Архипасов подливал в стакан Леону водку и деловито задавал вопросы. Тщеславию эстета не было границ. Казалось, это не тетка, а он сам когда-то блистал в свете и был любовницей великого князя — члена императорской фамилии. Правда, его то и дело уводило в сторону, но Алик, как опытный следователь, упорно возвращал его к тетке и ее статуэткам.
— Танагрские статуэтки, милый мой, украсят любой первоклассный музей. У тетки их две, и обе без малейшего дефекта. Я сам удивляюсь. Две такие маленькие вещицы длиной как лезвие этого столового ножа, а так баснословно дорого стоят.
— А кого они изображают? — спросил Алик.
— Каждая хорошенькую девушку. Одна совсем голенькая, вторая — в короткой тунике. Поэтому они такие дорогие, — с гордостью заметил Леон.
— Не форси! — дружески обнял Леона Алик. — Вот пошляк несносный. А ты сам их видел?
— Как же! Видел много раз.
— А тетку давно видел?
— Давно. Когда был еще малышом, — Леон убрал пятерней закрывшие ему глаза спутанные патлы. — Она не очень жалует всех нас, родственников. Очень вредная старуха.

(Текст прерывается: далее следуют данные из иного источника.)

Issue #4054, opened 2023-01-03
[ENH] rolling window (out of sample) detrender


fkiraly:
It would be good to have a rolling window detrender that allows out-of-sample forecast detrending, i.e., computing rolling window out-of-sample residuals rather than in-sample residuals.

The current `Detrender` computes in-sample residuals, when naively applied (via `fit_transform`, which is called in a forecasting pipeline).

Not sure whether this should be an option in the class or a separate class - it should probably take a splitter (inheriting from `BaseSplitter`) as an argument. There is also some thought to be had around what should happen if the series seen in `transform` is not entirely identical nor entirely different from the one in `fit`.

If someone wants to take this up soon, it is perhaps best to base this on the simplified logic in https://github.com/sktime/sktime/pull/4053 rather than the current `main`.

blazingbhavneek:
Hey! I would like to take it, seems a little intimidating to read, but can you suggest some files to read to get idea of what's happening? What i am trying to change?

fkiraly:
Well, it's more of an extension than a change - there should be an option for "out of sample", and those are computed by the `update_predict` method (with a splitter inside).

I would recommend to read up on `update_predict` in the forecasting tutorial (part 1) and see how it compares to the current logic of `Detrender` which just uses `predict`.

blazingbhavneek:
Hey! @fkiraly (sorry for the delay, I had exams in college)
I am new to these terminologies, so I had a hard time making sense, but as far as I could understand, I have to implement something like this, right?

![Rolling window out of sample detrender](https://user-images.githubusercontent.com/86467990/218276843-18f998c3-5e5e-4ec0-a33f-8654ffbb70e4.png)

Or am I missing something?

fkiraly:
Yes, exactly - and we use the union of the out-of-sample forecasts to detrend, rather than in-sample forecasts.

fkiraly:
> 1. What is the minimum size of the dataset required to train a forecaster initially? (To be on a safe side) Before we start to `update_predict` it.

There is no minimum that the interface enforces (i.e., 1 data point); most forecasters will break though if you start going below 10. The minimum may also be influenced by seasonality.

There is also an open design discussion here: https://github.com/sktime/sktime/issues/3901
with @bethrice44 and @chillerobscuro, FYI

> 2. What should be the `fh`? Should it depend on whether the forecaster requires `fh` or not?

[...]

Issue #4610, opened 2023-05-17
[BUG] windows python 3.9 checks memouts and hangs


fkiraly:
The CI on python 3.9, windows:

* takes a long time to terminate, if it does
* frequently crashes with memouts or other problems

It is unclear why exactly that combination has problems, but it could be due to a problematic estimator that appears only on 3.9 in windows and uses up a lot of memory and compute, and due to the lower specs of the windows VM.

(recall: estimators are distributed across versions for a given operating system, with a periodicity of 3, so an estimator in 3.7 would reappear on 3.10, but 3.9 does not appear elsewhere since the range is 3.7 to 3.11)

fkiraly:
seems like it's coming from `FCNClassifier`?

Jay-sanjay:
Hey ,
I want to contribute to the issue can you it a bit more precisely and provide
 hints to debug it

fkiraly:
unfortunately, that's as precise as I know - CI hangs on occasion, and sometimes there are vague error messages implicating `FCNClassifier`.

You can run tests locally by doing:
```python
from sktime.utils.estimator_checks import check_estimator
from sktime.classification.deep_learning.fcn import FCNClassifier

check_estimator(FCNClassifier, raise_exceptions=True)
```

Jay-sanjay:
As a beginner towards open source contribution  I wanted some hints that how the issue can be fixed

Jay-sanjay:
also what actually does FCNClassifier means

fkiraly:
> As a beginner towards open source contribution I wanted some hints that how the issue can be fixed

Sure, of course.
Please note that this is not labelled a "good first issue", so it's not a recommended beginner issue, since it might get difficult to diagnose.

Good first issues are here: https://github.com/sktime/sktime/issues?q=is%3Aissue+is%3Aopen+label%3A%22good+first+issue%22
(you can also get here by clicking on the "good first issue" button at the top of the issue tracker)

The suggestion, i.e., the hint to get started was the code pasted above - that is how you run the full test suite for the classifier, called `FCNClassifier` (it's the name of an estimator, a classifier)

fkiraly:
@yarnabrina, I notice that windows 3.9 is now *almost always* failing - any good ideas on this?

yarnabrina:
[...]

PR #4642, opened 2023-05-24
Rolling window (out of sample) detrender

blazingbhavneek:
#### Reference Issues/PRs
[ENH] rolling window (out of sample) detrender #4054

Added rolling window detrender that allows out-of-sample forecast detrending, i.e., computing rolling window out-of-sample residuals rather than in-sample residuals.

Nil

### DIFF
--- a/sktime/transformations/series/detrend/_detrend.py
+++ b/sktime/transformations/series/detrend/_detrend.py
@@ -6,10 +6,13 @@
 __all__ = ["Detrender"]
 __author__ = ["mloning", "SveaMeyer13", "KishManani", "fkiraly"]
 
+from warnings import warn
+
 import pandas as pd
 
 from sktime.datatypes import update_data
 from sktime.forecasting.base._fh import ForecastingHorizon
+from sktime.forecasting.model_selection import ExpandingWindowSplitter
 from sktime.forecasting.trend import PolynomialTrendForecaster
 from sktime.transformations.base import BaseTransformer
 
@@ -84,9 +87,10 @@ class Detrender(BaseTransformer):
         "transform-returns-same-time-index": True,
     }
 
-    def __init__(self, forecaster=None, model="additive"):
+    def __init__(self, forecaster=None, model="additive", out_of_sample=False):
         self.forecaster = forecaster
         self.model = model
+        self.oos = out_of_sample
 
         super(Detrender, self).__init__()
 
@@ -116,8 +120,20 @@ class Detrender(BaseTransformer):
         -------
         self: a fitted instance of the estimator
         """
+        if len(X) <= 10:
+            self.oos = False
+            warn(
+                """
+                    Length of X is less than 11, forecasters tend to break
+                    below length 10, using in-sample Detrender now
+                    """
+            )
+
         if not self.forecaster_.get_tag("requires-fh-in-fit", True):
-            self.forecaster_.fit(y=X, X=y)
+            if not self.oos:
+                self.forecaster_.fit(y=X, X=y)
+            else:
+                self.forecaster_.fit(y=X[:10], X=y)
         else:
             self._X = X
             self._y = y
@@ -136,7 +152,11 @@ class Detrender(BaseTransformer):
         if self.forecaster_.get_tag("requires-fh-in-fit", True):
             X = update_data(self._X, X)
             y = update_data(self._y, y)
-            forecaster = self.forecaster_.clone().fit(y=X, X=y, fh=fh)
+            if not self.oos:
+                forecaster = self.forecaster_.clone().fit(y=X, X=y, fh=fh)
+            else:
+                forecaster = self.forecaster_.clone().fit(y=X[:10], X=y, fh=fh)
+
         else:
             forecaster = self.forecaster_
         return forecaster
@@ -161,7 +181,14 @@ class Detrender(BaseTransformer):
         fh = self._get_fh_from_X(X=X)
         forecaster = self._get_fitted_forecaster(X=X, y=y, fh=fh)
 
-        X_pred = forecaster.predict(fh=fh, X=y)
+        if not self.oos:
+            X_pred = forecaster.predict(fh=fh, X=y)
+        else:
+            cv = ExpandingWindowSplitter()
+            X_pred1 = forecaster.predict(fh=fh, X=y[:10])
+            X_pred2 = forecaster.update_predict(X=y, cv=cv)
+            X_pred2 = X_pred.drop_duplicates()
+            X_pred = pd.concat([X_pred1, X_pred2])
 
         if self.model == "additive":
             return X - X_pred


blazingbhavneek:
@fkiraly I am facing a weird issue with skbase, i don't know what to do?
.
.
Error message:
.
AttributeError                            Traceback (most recent call last)
[d:\Open](file:///D:/Open) Source Repos\sktime\examples\01_forecasting.ipynb Cell 279 in ()
      [1](vscode-notebook-cell:/d%3A/Open%20Source%20Repos/sktime/examples/01_forecasting.ipynb#Y544sZmlsZQ%3D%3D?line=0) transformer = Detrender()
----> [2](vscode-notebook-cell:/d%3A/Open%20Source%20Repos/sktime/examples/01_forecasting.ipynb#Y544sZmlsZQ%3D%3D?line=1) y_hat = transformer.fit_transform(X=y[-11:-2])
      [3](vscode-notebook-cell:/d%3A/Open%20Source%20Repos/sktime/examples/01_forecasting.ipynb#Y544sZmlsZQ%3D%3D?line=2) print(y_hat.size)

File [D:\Open](file:///D:/Open) Source Repos\sktime\sktime\transformations\base.py:620, in BaseTransformer.fit_transform(self, X, y)
    555 """Fit to data, then transform it.
    556 
    557 Fits the transformer to X and y and returns a transformed version of X.
   (...)
    616         Example: i-th instance of the output is the i-th window running over `X`
    617 """
    618 # Non-optimized default implementation; override when a better
    619 # method is possible for a given algorithm.
--> 620 return self.fit(X, y).transform(X, y)

File [D:\Open](file:///D:/Open) Source Repos\sktime\sktime\transformations\base.py:410, in BaseTransformer.fit(self, X, y)
    373 """Fit transformer to X, optionally to y.
    374 
    375 State change:
   (...)
    407 self : a fitted instance of the estimator
    408 """
    409 # if fit is called, estimator is reset, including fitted state
--> 410 self.reset()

— А почему эти статуэтки так дорого стоят? — спросил Алик, щурясь от дыма. — Прямо не верится. Может, все это брехня на постном масле?
— Ну что ты, мой милый? — Леон негодующе махнул рукой. — Любой эксперт подтвердит. Статуэтки сделаны две тысячи четыреста лет назад в Древней Греции во времена Праксителя. А называются танагрскими по имени того городка, где их нашли. Тетка меня раньше очень любила. Я у нее бывал каждое лето. Но однажды я стащил эти статуэтки. Хотел пригласить в кино и угостить мороженым двух девочек. Полдня не мог продать. Просил за обе сто рублей. Старыми деньгами. Надо мной смеялись. Я даже плакал от обиды. Хромой сапожник на углу купил за семьдесят рублей. А тетке потом, подлец, сказал, что дал мне сто. Скотина. Иначе не хотел вернуть… С тех пор я не видел ее. Говорят, стала совсем плохой. Я скоро поеду к ней, буду целовать ее руки, и она простит. Я знаю. Она очень податлива на ласку. Чувствительная старушенция.
— Сколько же лег назад она последний раз видела тебя? — замирая, спросил Алик.
— Пятнадцать. Конечно, я очень изменился. Теперь уже не такой легкомысленный, каким был раньше.
— Да, — очень искренне подтвердил Алик, — ты славный парень. Тебе бы только оседлать удачу. Верно?
— Конечно, — Леон закурил. Он почти не закусывал. — Меня утомляет мелочность и суета людей. Все какие-то ужасно сквалыжные, жадные. Никому нет ни до чего дела. Когда я получу в наследство статуэтки, я, как Флобер и многие другие люди искусства, построю себе башню из слоновой кости и буду жить в ней, презирая всю эту пошлую массу.
— Построишь настоящую башню из слоновой кости? — удивленно хихикнул Алик. — Да где ты возьмешь столько слоновой кости?
— Ты ничего не понимаешь, — обиделся Леон. — Это художественный образ. Я не буду ни с кем общаться. Я буду жить для «чистого искусства».
— Еще бы! Ведь ты станешь очень богатым человеком. Сколько примерно стоит одна статуэтка? — осторожно осведомился Алик.
— Точно не знаю, но полагаю — не меньше, чем сто тысяч долларов каждая.
Леон гордо вскинул голову и расправил плечи. На его лице плавала сладенькая самодовольная улыбка. Он уже, очевидно, ощущал себя жителем башни из чистой слоновой кости.
В конце концов он так наклюкался, что Алику пришлось на себе тащить тяжелое, как бревно, бесчувственное тело Леона в его обиталище.
Досконально вызнав все у Леона, Архипасов потерял к нему интерес и заторопился домой.
Алик ожидал, когда направлялся сюда, что попадет в непроходимую хлябь с тучами гнуса, унылым небом, бесконечными дождями и туманами. А здесь были пахучие желтенькие сосны, веселое солнышко, чистый воздух, высокое синее небо… Все бы хорошо, но… что-то угнетало, давило его. Может быть, то был безотчетный страх, что и его, Алика, могут оставить здесь.